How the Federal Network Agency keeps an eye on mobile phone operators – Economy

A rural idyll: half-timbered houses line the path, horse tournaments and shooting festivals are advertised on the streets. A cat walks calmly across the street. But the relaxed atmosphere came at a price: until recently there was still a large dead zone in Mehren in the Westerwald (Rhineland-Palatinate). There was no 4G reception in an area of ​​three by two kilometers. The three network operators have now reported that the dead zone is history. The Federal Network Agency sent a measuring vehicle to check this, and today the head of the agency, Klaus Müller, is taking care of it himself.
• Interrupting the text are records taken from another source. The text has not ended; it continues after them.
PR #27, opened 2026-06-12
feat: hosted HTTP transport + Sign in with Runpod (OAuth) for the MCP server

TimPietruskyRunPod:
Linear: [DR-1352 — Clerk OAuth app for Runpod remote MCP server v2 auth](https://linear.app/runpod/issue/DR-1352/clerk-oauth-app-for-runpod-remote-mcp-server-v2-auth)

## Summary

Adds a hosted **Streamable HTTP** transport for the Runpod MCP server alongside the existing local `stdio` mode, plus a full **"Sign in with Runpod"** OAuth flow so remote clients (Claude Desktop/Code) can authenticate without a pre-shared key.

The hosted server is **stateless token passthrough**: each request carries its own `Authorization: Bearer <token>`, which the server forwards to the Runpod API and then discards. It holds no credential of its own — no shared key.

### What's included
- **Source split**: `src/stdio.ts`, `src/http.ts`, `src/server.ts`, `src/tools.ts`; three package entrypoints (`.`, `./http`, `./tools`); Vercel adapter in `api/index.ts`.
- **OAuth authorization server** (enabled via `MCP_OAUTH_ENABLED=true`): `/.well-known/*` discovery, `POST /register` (RFC 7591 dynamic client registration), `GET /authorize`, `POST /token`.
- **Flash-backed flow that mints a real Runpod API key**: `/authorize` → `createFlashAuthRequest` → console approval (`/integrations/mcp/login`) → `/token` polls `flashAuthRequestStatus` → returns the minted `apiKey` as the access token. The client (Claude) stores the key; the MCP never persists it.
- **Optional key naming**: `RUNPOD_API_KEY_NAME` passes `apiKeyName` to the backend so the minted key is named (e.g. `runpod-mcp`) in the dashboard. Omitted by default for compatibility with backends that haven't shipped the argument.
- **Configurable hosts**: `RUNPOD_GRAPHQL_URL`, `RUNPOD_REST_API_URL`, `RUNPOD_SERVERLESS_API_URL`, `CONSOLE_BASE_URL` for targeting non-production environments.
- **Caller-tracking preserved**: the `User-Agent` + `X-Runpod-Session-Id` observability headers from `main` (#25) are ported into the split modules and report the transport (`stdio`/`http`).
- **`scripts/oauth-e2e.ts`**: a debug harness that drives the entire flow as a real MCP client (discovery → register → authorize → you approve in a browser → poll `/token` → connect + call a tool). Talks only to the deployment — no backend URL or credential needed.

### Environment variables (hosted/OAuth)
| Var | Purpose |
|---|---|
| `MCP_OAUTH_ENABLED` | `true` to advertise the OAuth sign-in flow |
| `RUNPOD_GRAPHQL_URL` | flash auth backend (default `https://api.runpod.io/graphql`) |
| `CONSOLE_BASE_URL` | console hosting the handoff page (default `http://localhost:3000`) |
| `RUNPOD_REST_API_URL` / `RUNPOD_SERVERLESS_API_URL` | override API hosts for non-prod keys |
| `RUNPOD_API_KEY_NAME` | optional name for the minted key (only send to a backend that supports `apiKeyName`) |

## Test plan (verified)
- `stdio` and HTTP smoke tests pass against the live API.
- **Full OAuth chain verified end-to-end** against a Vercel preview: discovery → DCR → `/authorize` → browser approval → console redirect back to `redirect_uri?code=…` → `/token` returned a minted `rpa_…` key → MCP connected with it.
- **Key naming verified**: with `RUNPOD_API_KEY_NAME=runpod-mcp` against a backend exposing `apiKeyName`, the minted key is named accordingly.
- Rebased onto latest `main`; CI green on Node 18/20/22; type-check, lint, prettier, build all pass.

## Notes
- **PKCE** is advertised (`S256`) but not enforced server-side (the flash flow has no PKCE); security relies on the single-use, short-lived flash request + console approval.
- **`apiKeyName` rollout**: the argument must be deployed on the target backend before setting `RUNPOD_API_KEY_NAME` there — sending it to a backend without it fails with "Unknown argument". This is why it's opt-in and omitted by default.


justinwlin:
## Review — 🔴 High (1/3)

Did an AI-assisted review pass (tool parity, OAuth security, build/packaging, runtime edge-cases). Overall the refactor is clean — all 34 tools preserved byte-for-byte, npm publish + `npx` install verified intact, no dropped functionality. One high-severity item worth resolving before merge, plus a batch of medium/low in the follow-up comments.

### `redirect_uri` is never validated — authorization code (→ real API key) can be exfiltrated

**Where:** `api/index.ts` — `/register` (~L171), `/authorize` (~L207), `/token` (~L262)

`/register` accepts arbitrary `redirect_uris` and persists nothing. `/authorize` reads `redirect_uri` straight from the query with no allowlist check. `/token` reads `redirect_uri` only to log it — never compares it. Because the authorization code redeems at `/token` into a **minted real, long-lived Runpod API key**, whoever receives the redirect callback gets the code, and whoever redeems the code gets a live key on the victim's account.

**Attack sketch:**
1. Attacker crafts an `/authorize` link with `redirect_uri=https://attacker.example/cb` (legit Runpod AS, real console login page).
2. Victim approves in good faith — nothing on a genuine "Sign in with Runpod" screen tells them where the credential will be delivered.
3. Console redirects to `https://attacker.example/cb?code=<id>`.
4. Attacker POSTs the code to `/token`, receives a real `rpa_…` key on the victim's account.

The interactive console approval does **not** mitigate this — the redirect destination is the only thing deciding who receives the credential, and it's unchecked. Classic auth-code interception, made worse because the code redeems to a permanent full-privilege key rather than a scoped/expiring token.

**Caveat to confirm:** part of the redirect happens on the console side (`/integrations/mcp/login`), outside this repo. If the console independently validates `redirect_uri`, real-world severity drops — worth confirming with whoever owns the handoff page. The MCP server itself provides no validation and shouldn't assume the console does.

**Suggested fix:** persist `redirect_uris` at `/register`, map `client_id` → allowed URIs, exact-match `redirect_uri` at `/authorize`, and re-validate at `/token` (requires binding the code to it — see PKCE/code-binding items in the Medium comment). At minimum, enforce an exact-match allowlist.

justinwlin:
## Review — 🟡 Medium (2/3)

### 1. PKCE advertised (S256) but not enforced
`api/index.ts` discovery advertises `code_challenge_methods_supported: ['S256']`, but `code_challenge` is only captured as a log boolean at `/authorize` and `code_verifier` is never verified at `/token`. PKCE's whole job is to prevent the code interception in the High comment — advertising it while not enforcing it is a downgrade trap (clients believe they're protected). Either enforce it (store challenge bound to the flash request, verify `SHA256(verifier)` at `/token`) or stop advertising it.

### 2. Authorization code not bound to client / redirect_uri
`/token` uses `token_endpoint_auth_methods: ['none']` and authenticates nothing — redemption depends only on possessing the code. No PKCE, no client secret, no redirect_uri match. Single-use is the only defense, and it's fully delegated to the flash backend (`CONSUMED` + null key → "already used"). `handleToken` polls up to 6× and would return the key on each successful poll until the backend flips status — so replay safety depends entirely on the backend atomically consuming the key on first read. Worth confirming + documenting that guarantee.

### 3. OAuth routes are always live, ignoring `MCP_OAUTH_ENABLED`
`MCP_OAUTH_ENABLED` (in `src/http.ts:isOAuthEnabled`) only gates the `WWW-Authenticate` 401 challenge hint. The actual routes in `api/index.ts` (`/.well-known/*`, `/authorize`, `/register`, `/token`) have no gating check — they respond on every deployment. So the High-comment attack surface exists even on deploys where an operator believes OAuth is "disabled." Suggest gating the route handlers behind the same `isOAuthEnabled()` (return 404 when off) and sharing one helper.

### 4. Access token is a permanent, full-privilege API key
`/token` returns `access_token: status.apiKey` with no `expires_in`, no `refresh_token`, no `scope`, and no `revocation_endpoint` advertised. The client (Claude) stores a permanent full-privilege Runpod credential; compromise of its token store = account compromise until manually revoked. `RUNPOD_API_KEY_NAME` is opt-in, so by default minted keys are hard to identify in the dashboard for revocation. Prefer scoped/expiring keys + `expires_in`; always name minted keys for the hosted flow; document the long-lived-credential risk.

### 5. `CONSOLE_BASE_URL` defaults to `http://localhost:3000`
`getConsoleBaseUrl()` defaults to localhost, so a prod deploy that forgets `CONSOLE_BASE_URL` 302s every user to `http://localhost:3000/login`. Silent (discovery/authorize still return 200/302). Contrast `getRunpodGraphqlUrl()`, which safely defaults to production. Default to the prod console URL, or fail closed if unset in a non-dev env.

### 6. Caller-tracking reports `client=unknown` over hosted HTTP
In stateless HTTP mode a fresh `McpServer` is created per request (`src/http.ts:111`). MCP names the client during `initialize`, but a `tools/call` is a separate request with its own fresh server that never saw that `initialize` — so `server.getClientVersion()` (`src/tools.ts:54`) returns undefined and the `User-Agent` reports `client=unknown` on essentially every hosted tool call. The ported #25 attribution works for stdio (long-lived server) but silently fails for the hosted path. (Compounds with the `version=dev` low item.)

### 7. `/token` returns `authorization_pending` as HTTP 400 — non-retryable, can dead-end
`/token` polls ~6×2s (~10s) then, if still PENDING, returns `400 {error:"authorization_pending"}`. That's a device-flow (RFC 8628) "keep polling" signal, but this is a browser-redirect `authorization_code` grant — a standard client (Claude's connector) typically treats a token-endpoint 400 as terminal and won't re-poll. Usually masked (status is APPROVED on first poll), but if console→backend propagation lag exceeds ~10s the user hits a hard failure with a stranded code and must restart. Timing isn't the risk (10s ≪ 60s maxDuration) — the non-retryable 400 is. Worth confirming Claude's client behavior here.

### 8. `.changeset/` is gitignored but changesets are committed + required by releases
`.gitignore:3` has `.changeset/`, yet 6 changeset files are tracked (force-added). A contributor following the documented "add a changeset" workflow will create `.changeset/foo.md`, see it absent from `git status`, and never commit it — quietly breaking the next release's changelog/version bump. Likely pre-existing, but this PR adds 5 changesets and leans on the workflow. Remove the `.changeset/` line (changesets are source, meant to be tracked).

justinwlin:
## Review — 🟢 Low / Nit (3/3)

**Note on two things we checked and cleared:** an automated pass initially flagged the stateless HTTP transport as broken on Vercel (SSE buffering; `handleRequest` called without the parsed body). We verified against the installed SDK (v1.20.2) + Vercel runtime + your e2e evidence — **not broken**: Vercel supports streaming responses, and `@vercel/node` exposes `req.body` via a lazy getter the MCP path never touches, so `getRawBody` reads the intact stream (which is why `oauth-e2e` connected + called `list-pods` against the preview). Residual nit below (L1).

| # | Item | Where | Note / fix |
|---|------|-------|------------|
| L1 | Pass parsed body to `handleRequest` | `src/http.ts:123` | Works today only because nothing reads `req.body` first. SDK's own example is `handleRequest(req, res, req.body)`. Be explicit — cheap insurance against a future refactor silently breaking the transport. |
| L2 | Auth code + handoff URL logged unconditionally | `api/index.ts:216,239` | `oauth_authorize`/`oauth_authorize_handoff` log the `requestId` (= the live auth code) and full handoff URL to prod logs, no DEBUG gate. (Good: the minted key and bearer token are never logged.) Gate behind a verbose flag; drop the handoff URL. |
| L3 | `version=dev` on the hosted path | `src/server.ts`, `src/tools.ts` | `__PACKAGE_VERSION__` is replaced by tsup for the npm/stdio build, but Vercel compiles `api/index.ts → src/*` itself so the define never runs → hosted server emits `User-Agent: runpod-mcp-server/dev`. Observability only. Read version from package.json at runtime in `api/index.ts`. |
| L4 | `stream-job` swallows real error as "timed out" | `src/tools.ts` poll loop | If `serverlessRequest` errors non-consecutively until the 5-min cap, it returns `pollingTimedOut:true` with the last *successful* result — the real error (e.g. 404 job-gone) is discarded. Loop termination itself is correct. Retain `lastError` and include it in the timeout payload. |
| L5 | CORS headers double-set | `vercel.json` headers + `api/index.ts` `res.setHeader` | Both set `Access-Control-Allow-Origin: *`; Vercel applies config headers in addition to function-set ones → possible duplicate `Allow-Origin` (browsers reject `*, *`). Harmless for Node MCP clients, but could break a browser-based remote connector. Pick one source of truth (also: handler sets `Expose-Headers`, vercel.json doesn't). |
| L6 | `encodeBody` mishandles a `Buffer` body | `api/index.ts:115` | A `Buffer` is `typeof 'object'` → `Object.entries` yields byte-index junk → `grant_type`/`code` null → 400. Edge-only (Vercel parses form/JSON into objects). Add `if (Buffer.isBuffer(body)) return body.toString();`. |
| L7 | Per-request `server`/`transport` never disposed | `src/http.ts:111-123` | No `close()` / `res.on('close')` cleanup; on a warm Vercel instance transports accumulate listeners (possible `MaxListenersExceededWarning` / slow memory growth). Dispose on response close. |
| L8 | `getBaseUrl` → `https://undefined` if `Host` missing | `api/index.ts:6-13` | Unlike `src/http.ts:getBaseUrl` (which throws), this doesn't guard a missing host — used for routing + discovery URLs, so it'd silently emit `authorization_endpoint: https://undefined/authorize`. Mirror the http.ts guard. |
| L9 | Tools' GraphQL host not env-configurable | `src/tools.ts:17` | REST + Serverless hosts became env-overridable, but the GraphQL host used by `list-gpu-types`/`list-data-centers` stays hardcoded to prod — a dev deployment hits prod GraphQL even when REST points at dev. (Separate from `RUNPOD_GRAPHQL_URL` in `api/index.ts`, which only affects the OAuth flash flow — two different GraphQL configs.) |
| L10 | `outputDirectory: "."` | `vercel.json` | Ships the whole repo as static assets. Wasteful, not a security hole for a public repo. Add `.vercelignore` or point at an empty dir. |
| L11 | CI pnpm version pin | `.github/workflows/*.yml` | `pnpm/action-setup version: 10` with no `packageManager`/`engines.pnpm` — works today; pnpm 10→11 could shift lockfile expectations and there's no pinned version for local/CI parity. |
| L12 | `oauth-e2e.ts` has no runnable npm script + README pointer wrong | `package.json`, `README.md` | README says "verify with `scripts/oauth-e2e.ts` (see pnpm-free usage in the file header)" but there's no `oauth-e2e` script and the header documents no run command. Add `MCP_SERVER_URL=… npx tsx scripts/oauth-e2e.ts`. |
| L13 | Docs misattribute OAuth routes to `src/http.ts` | `README.md`, `CLAUDE.md` | All OAuth logic lives in `api/index.ts`; `src/http.ts` only does bearer extraction + MCP session. Describe `api/index.ts` as "Vercel adapter + OAuth authorization-server routes." |
| L14 | Contributor docs miss the new env vars | `docs/context.md`, `CLAUDE.md` | All 6 new env vars are in `README.md` but absent from the contributor "engineering reference" docs. |
| L15 | `oauth-e2e.ts` double-decodes the handoff `redirect` param | `scripts/oauth-e2e.ts:73-78` | `searchParams.get('redirect')` already decodes once, then `decodeURIComponent` again. Works today only because the inner value has no surviving `%`-sequences. Debug-harness only. |

**FYI (not a bug):** the GraphQL string interpolation in `api/index.ts` (`createFlashAuthRequest`, `getFlashAuthStatus`) is injection-safe via `JSON.stringify` of string literals — using GraphQL variables would be the robust idiom but isn't required.

**Verified good:** all 34 tools identical old→new (names/schemas/endpoints/methods/bodies); auth threading correct; env-var defaults match old hardcoded hosts exactly; npm publish path + `npx` install + bin all intact (`npm pack` checked); changesets — nothing dropped (the 2 deleted ones were already in the 1.2.0 changelog); no stale `RUNPOD_HTTP_SHARED_API_KEY`/`jose`/Clerk refs.

TimPietruskyRunPod:
@justinwlin — addressed all the review feedback; ready for another pass.

**High**
- `redirect_uri` is now validated against an allowlist (registered client callbacks + loopback) before the authorization code is ever issued.

**Mediums (m1–m8)**
- m1: dropped the PKCE (`S256`) advertisement — it was never enforced server-side. Verified live that a mismatched `code_verifier` still mints, confirming it was inert.
- m2: confirmed against the backend (`model/src/flash/authRequests.ts`) that a guest read of `flashAuthRequestStatus` atomically flips `APPROVED→CONSUMED` and returns the key exactly once; documented in `/token`.
- m3: removed `MCP_OAUTH_ENABLED` — the hosted server always advertises the OAuth challenge; bring-your-own-key callers are unaffected. Verified local stdio still works with just `RUNPOD_API_KEY`.
- m4: minted key name now defaults to `runpod-mcp` (`RUNPOD_API_KEY_NAME`, `""` to suppress). Scoped/expiring keys remain a backend follow-up.
- m5: `CONSOLE_BASE_URL` defaults to `https://console.runpod.io`.
- m6: caller-tracking falls back to the inbound HTTP `User-Agent` on stateless HTTP (no more `client=unknown`).
- m7: `/token` polls ~45s instead of a non-retryable `authorization_pending`.
- m8: `.changeset/` is no longer gitignored (it's the release source).

**Lows (L1–L15)** — all done: explicit body pass + per-request transport disposal, `Buffer` body handling, `Host` guard, runtime package version in both the User-Agent and McpServer metadata, `RUNPOD_PUBLIC_GRAPHQL_URL`, single CORS source, empty static output dir, `engines.pnpm`, `oauth-e2e` script, doc/route-attribution fixes, and the harness double-decode.

**Verification:** CI green on Node 18/20/22; full OAuth chain (discovery → DCR → authorize → console approval → redirect-back → `/token` → minted `runpod-mcp` key) exercised end-to-end against a preview deploy; stdio + HTTP smoke pass.

Only deliberate non-fixes are the backend-side features (scoped/expiring keys), noted as follow-ups.

justinwlin (approved):
Reviewed updated PR — all HIGH and MEDIUM findings from prior review are addressed in code:

- redirect_uri now exact-match allowlisted at both /authorize and /token (loopback per RFC 8252) — closes the auth-code/API-key theft vector
- PKCE no longer advertised (not enforced server-side)
- MCP_OAUTH_ENABLED flag removed; allowlist makes always-live routes safe
- CONSOLE_BASE_URL defaults to production console
- minted key defaults to name 'runpod-mcp' (identifiable/revocable)
- auth code only logged behind MCP_VERBOSE_LOGS
- hosted version read from package.json at runtime
- tools GraphQL host env-configurable; vercel.json outputDirectory fixed

CI green (3/3), 34 tools preserved.

Residual tradeoffs (accept, not blockers): access token is a long-lived full-privilege Runpod API key (no expiry/refresh/revocation endpoint), and code replay protection relies entirely on the backend single-use (APPROVED→CONSUMED atomic read). Worth a line in release notes that users revoke the minted key via dashboard.

Approving.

“Trust is good, control is better,” says Müller, referring to the information from Deutsche Telekom, Vodafone and Telefónica Deutschland (O2). They had the obligation to close 500 4G dead spots by the beginning of this year. The village of Mehren is one of them. Only some of the 500 dead spots were closed; in others, the companies cited legal or factual difficulties – for example, that no property owner was willing to rent out an area. In Mehren, however, it worked: the dead zone is a thing of the past, supposedly.

The exam lasts four days

Measurement engineer Markus Busch has been checking this with a colleague in a van for four days. It’s not just on roads, but also on field and forest paths. “Anywhere we can drive, we drive.” There are several antennas on the roof of the car. The interior is full of technology, whether scanners, laptops or special measuring instruments. The transporter drives slowly through the hilly landscape – several times each route so that the measurements are clear.

A download rate of at least 100 megabits per second should also be possible in the 500 previous 4G dead spots (“white spots”), the providers have committed to this. However, this is an ideal value – if several people are in one radio cell, they share the network capacity. To a certain extent this is not a problem. “Many people are still satisfied with two megabits per second today,” says expert Busch. At events where many people come, things can still go wrong, even if the expansion requirement has been met.

“There is always a discrepancy between the subjective user experience and the transmission power of a radio station,” says head of the authority Müller. Expectations among the population are increasing – “Streaming films, playing cell phone games and downloading or uploading large files is something people want to do on the go – no matter where.”

According to the Federal Network Agency, in April 2023 only 2.6 percent of the area was white spots; a year earlier the value was 3.7 percent – so none of the three network operators had broadcast there. So-called gray spots – where only one or two of the network operators were transmitting – covered 16.7 percent of the country’s area in April 2023, compared to 24.7 percent a year earlier. The numbers show that things are getting better. The telecommunications companies also emphasize this. Since the 2019 auction, around 2,900 new radio stations and more than 3,800 upgrades to LTE technology have been initiated, according to Vodafone, for example.